Work to complete - Copy the records below word for word, leaving out nothing.

Input data -
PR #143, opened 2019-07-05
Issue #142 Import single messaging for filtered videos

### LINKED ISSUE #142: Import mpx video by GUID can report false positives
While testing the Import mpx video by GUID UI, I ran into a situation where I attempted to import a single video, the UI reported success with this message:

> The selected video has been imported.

Output -
PR #143, opened 2019-07-05
Issue #142 Import single messaging for filtered videos

### LINKED ISSUE #142: Import mpx video by GUID can report false positives
While testing the Import mpx video by GUID UI, I ran into a situation where I attempted to import a single video, the UI reported success with this message:

> The selected video has been imported.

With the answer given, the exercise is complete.